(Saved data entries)
PR #70, opened 2016-12-22
witnessScript is part of witness + null dummy for OP_CHECKMULTISIG

cjamthagen:


cjamthagen:
> This last item has been omitted for brevity in the rest of this document.

Don't know how I missed this. Reverted.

* **Task directions**: Among the lines above, count those that hold the word "this" and give only the count.

* **Completed task**: 2